**What is needed**
Read through the data and report every line in which the word "like" occurs.

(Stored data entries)
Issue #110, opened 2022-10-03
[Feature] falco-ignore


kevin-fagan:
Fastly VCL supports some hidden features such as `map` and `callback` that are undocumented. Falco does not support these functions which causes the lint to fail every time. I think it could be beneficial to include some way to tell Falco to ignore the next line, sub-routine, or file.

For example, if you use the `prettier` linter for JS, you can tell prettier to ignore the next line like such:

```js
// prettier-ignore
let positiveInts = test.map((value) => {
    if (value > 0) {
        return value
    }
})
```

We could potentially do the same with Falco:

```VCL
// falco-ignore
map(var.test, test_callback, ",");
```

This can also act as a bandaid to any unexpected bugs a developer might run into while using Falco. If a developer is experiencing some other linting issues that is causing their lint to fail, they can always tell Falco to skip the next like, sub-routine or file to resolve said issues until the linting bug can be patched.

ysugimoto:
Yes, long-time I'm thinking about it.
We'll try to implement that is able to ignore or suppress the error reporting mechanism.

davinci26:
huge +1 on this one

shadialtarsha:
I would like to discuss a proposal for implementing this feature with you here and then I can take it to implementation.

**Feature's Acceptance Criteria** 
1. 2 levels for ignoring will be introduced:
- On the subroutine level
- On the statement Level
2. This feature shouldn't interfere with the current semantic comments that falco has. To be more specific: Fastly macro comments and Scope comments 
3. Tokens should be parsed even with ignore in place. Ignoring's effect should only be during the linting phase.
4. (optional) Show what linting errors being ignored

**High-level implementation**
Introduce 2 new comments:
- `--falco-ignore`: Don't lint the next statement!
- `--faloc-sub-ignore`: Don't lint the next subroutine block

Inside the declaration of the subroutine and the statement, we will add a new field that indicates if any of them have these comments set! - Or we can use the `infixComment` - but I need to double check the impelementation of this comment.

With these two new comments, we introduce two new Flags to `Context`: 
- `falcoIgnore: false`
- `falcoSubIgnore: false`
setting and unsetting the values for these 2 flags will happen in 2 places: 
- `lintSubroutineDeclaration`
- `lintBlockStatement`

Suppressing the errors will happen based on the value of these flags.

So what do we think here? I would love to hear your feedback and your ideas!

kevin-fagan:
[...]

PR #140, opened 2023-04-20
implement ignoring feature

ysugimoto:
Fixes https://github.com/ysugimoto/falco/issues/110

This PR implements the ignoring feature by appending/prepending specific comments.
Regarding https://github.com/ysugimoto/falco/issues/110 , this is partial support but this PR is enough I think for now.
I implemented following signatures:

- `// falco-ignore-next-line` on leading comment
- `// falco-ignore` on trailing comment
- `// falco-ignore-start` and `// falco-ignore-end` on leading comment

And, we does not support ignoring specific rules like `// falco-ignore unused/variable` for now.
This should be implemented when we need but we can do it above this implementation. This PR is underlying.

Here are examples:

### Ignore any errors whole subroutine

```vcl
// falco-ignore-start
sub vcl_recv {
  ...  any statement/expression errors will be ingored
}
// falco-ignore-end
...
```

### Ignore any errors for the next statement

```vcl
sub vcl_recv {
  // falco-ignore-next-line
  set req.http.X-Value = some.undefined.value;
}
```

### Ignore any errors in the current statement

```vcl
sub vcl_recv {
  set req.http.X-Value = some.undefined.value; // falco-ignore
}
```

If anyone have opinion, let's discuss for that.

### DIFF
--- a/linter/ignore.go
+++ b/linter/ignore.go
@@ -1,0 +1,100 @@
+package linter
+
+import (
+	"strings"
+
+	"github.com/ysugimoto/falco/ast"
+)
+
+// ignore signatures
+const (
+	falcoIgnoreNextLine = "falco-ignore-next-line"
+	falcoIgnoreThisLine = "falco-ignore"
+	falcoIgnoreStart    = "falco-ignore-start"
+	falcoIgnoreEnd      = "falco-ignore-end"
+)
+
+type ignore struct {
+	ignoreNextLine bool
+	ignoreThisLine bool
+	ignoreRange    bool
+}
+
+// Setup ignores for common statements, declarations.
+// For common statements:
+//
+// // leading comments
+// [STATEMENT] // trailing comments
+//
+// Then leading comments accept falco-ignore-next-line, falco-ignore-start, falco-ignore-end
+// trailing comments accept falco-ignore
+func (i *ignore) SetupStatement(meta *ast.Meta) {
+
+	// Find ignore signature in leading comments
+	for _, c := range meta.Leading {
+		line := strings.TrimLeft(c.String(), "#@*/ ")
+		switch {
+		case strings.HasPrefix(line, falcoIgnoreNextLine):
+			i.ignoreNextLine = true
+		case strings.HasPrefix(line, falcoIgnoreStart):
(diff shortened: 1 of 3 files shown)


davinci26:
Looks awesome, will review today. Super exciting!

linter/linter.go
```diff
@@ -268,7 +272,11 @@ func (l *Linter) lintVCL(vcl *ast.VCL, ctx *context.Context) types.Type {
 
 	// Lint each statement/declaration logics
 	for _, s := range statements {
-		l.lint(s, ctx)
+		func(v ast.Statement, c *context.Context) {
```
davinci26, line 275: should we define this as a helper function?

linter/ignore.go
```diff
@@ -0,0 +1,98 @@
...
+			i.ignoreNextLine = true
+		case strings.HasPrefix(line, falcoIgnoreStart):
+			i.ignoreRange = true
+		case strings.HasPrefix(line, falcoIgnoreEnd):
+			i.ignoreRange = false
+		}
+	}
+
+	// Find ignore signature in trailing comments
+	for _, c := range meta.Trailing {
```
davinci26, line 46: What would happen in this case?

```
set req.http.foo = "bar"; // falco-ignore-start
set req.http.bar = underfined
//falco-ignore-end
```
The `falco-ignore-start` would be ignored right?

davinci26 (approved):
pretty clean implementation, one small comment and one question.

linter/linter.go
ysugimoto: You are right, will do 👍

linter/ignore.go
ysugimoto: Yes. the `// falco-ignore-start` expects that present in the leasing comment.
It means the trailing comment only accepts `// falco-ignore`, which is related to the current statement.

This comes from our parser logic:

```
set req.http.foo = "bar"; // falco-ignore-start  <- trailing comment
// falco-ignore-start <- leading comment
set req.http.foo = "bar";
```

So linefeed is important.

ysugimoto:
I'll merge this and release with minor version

* * *

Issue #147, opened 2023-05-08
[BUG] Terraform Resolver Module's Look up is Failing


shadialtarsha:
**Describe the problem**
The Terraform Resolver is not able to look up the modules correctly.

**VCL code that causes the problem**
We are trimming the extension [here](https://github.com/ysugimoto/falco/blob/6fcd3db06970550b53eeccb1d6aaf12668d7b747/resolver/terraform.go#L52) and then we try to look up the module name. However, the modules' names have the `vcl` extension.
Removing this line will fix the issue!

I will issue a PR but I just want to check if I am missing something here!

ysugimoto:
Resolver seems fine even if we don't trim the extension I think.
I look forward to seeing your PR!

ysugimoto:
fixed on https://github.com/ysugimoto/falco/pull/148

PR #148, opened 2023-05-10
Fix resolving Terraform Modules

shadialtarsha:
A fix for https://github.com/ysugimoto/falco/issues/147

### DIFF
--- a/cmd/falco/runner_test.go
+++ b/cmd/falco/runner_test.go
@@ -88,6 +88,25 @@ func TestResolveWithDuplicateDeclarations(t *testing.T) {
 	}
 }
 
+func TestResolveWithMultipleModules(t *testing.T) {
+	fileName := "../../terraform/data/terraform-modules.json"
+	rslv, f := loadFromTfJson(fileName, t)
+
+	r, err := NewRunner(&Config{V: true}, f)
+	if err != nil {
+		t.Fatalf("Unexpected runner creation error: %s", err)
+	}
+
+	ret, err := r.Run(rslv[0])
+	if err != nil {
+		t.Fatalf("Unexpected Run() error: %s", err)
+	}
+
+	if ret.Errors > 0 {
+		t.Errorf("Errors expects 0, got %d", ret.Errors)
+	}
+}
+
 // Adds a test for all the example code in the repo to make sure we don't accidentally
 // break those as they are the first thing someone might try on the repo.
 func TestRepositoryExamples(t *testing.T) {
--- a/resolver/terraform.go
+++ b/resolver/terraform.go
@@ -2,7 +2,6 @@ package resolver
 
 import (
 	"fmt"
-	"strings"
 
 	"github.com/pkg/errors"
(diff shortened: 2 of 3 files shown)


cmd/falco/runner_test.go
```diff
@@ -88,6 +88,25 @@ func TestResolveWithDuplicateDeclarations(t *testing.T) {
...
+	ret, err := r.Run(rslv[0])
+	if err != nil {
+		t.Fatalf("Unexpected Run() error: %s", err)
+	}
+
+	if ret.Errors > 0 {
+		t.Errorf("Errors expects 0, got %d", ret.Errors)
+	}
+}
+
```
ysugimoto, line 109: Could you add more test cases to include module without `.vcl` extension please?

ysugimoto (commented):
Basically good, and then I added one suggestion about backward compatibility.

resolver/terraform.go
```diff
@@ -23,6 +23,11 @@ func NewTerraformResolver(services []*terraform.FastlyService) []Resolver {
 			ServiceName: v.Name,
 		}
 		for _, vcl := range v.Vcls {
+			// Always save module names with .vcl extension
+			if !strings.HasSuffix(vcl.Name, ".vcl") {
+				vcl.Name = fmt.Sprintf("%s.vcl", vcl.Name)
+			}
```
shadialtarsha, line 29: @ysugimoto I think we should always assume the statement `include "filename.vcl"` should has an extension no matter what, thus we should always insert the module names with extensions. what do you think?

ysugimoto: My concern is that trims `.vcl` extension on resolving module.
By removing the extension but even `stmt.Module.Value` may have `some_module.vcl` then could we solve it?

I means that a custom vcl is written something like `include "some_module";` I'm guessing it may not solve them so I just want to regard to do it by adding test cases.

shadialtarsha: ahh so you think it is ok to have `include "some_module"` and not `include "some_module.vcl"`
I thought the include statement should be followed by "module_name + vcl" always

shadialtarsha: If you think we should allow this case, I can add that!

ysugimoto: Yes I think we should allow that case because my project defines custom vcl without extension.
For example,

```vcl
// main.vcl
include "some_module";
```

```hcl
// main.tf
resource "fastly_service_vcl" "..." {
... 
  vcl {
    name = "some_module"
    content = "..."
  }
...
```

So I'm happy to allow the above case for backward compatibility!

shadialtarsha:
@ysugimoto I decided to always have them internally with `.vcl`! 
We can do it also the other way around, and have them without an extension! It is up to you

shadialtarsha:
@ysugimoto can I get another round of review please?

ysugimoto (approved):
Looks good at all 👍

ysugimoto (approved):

--

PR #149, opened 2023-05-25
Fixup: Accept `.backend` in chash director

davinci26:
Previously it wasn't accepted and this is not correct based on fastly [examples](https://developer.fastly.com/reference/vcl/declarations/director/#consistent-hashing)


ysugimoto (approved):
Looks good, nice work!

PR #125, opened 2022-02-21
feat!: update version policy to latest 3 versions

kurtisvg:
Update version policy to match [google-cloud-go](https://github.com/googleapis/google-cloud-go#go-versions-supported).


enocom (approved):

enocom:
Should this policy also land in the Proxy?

**Result below**
For example, if you use the `prettier` linter for JS, you can tell prettier to ignore the next line like such:
This can also act as a bandaid to any unexpected bugs a developer might run into while using Falco. If a developer is experiencing some other linting issues that is causing their lint to fail, they can always tell Falco to skip the next like, sub-routine or file to resolve said issues until the linting bug can be patched.
I would like to discuss a proposal for implementing this feature with you here and then I can take it to implementation.
And, we does not support ignoring specific rules like `// falco-ignore unused/variable` for now.
I means that a custom vcl is written something like `include "some_module";` I'm guessing it may not solve them so I just want to regard to do it by adding test cases.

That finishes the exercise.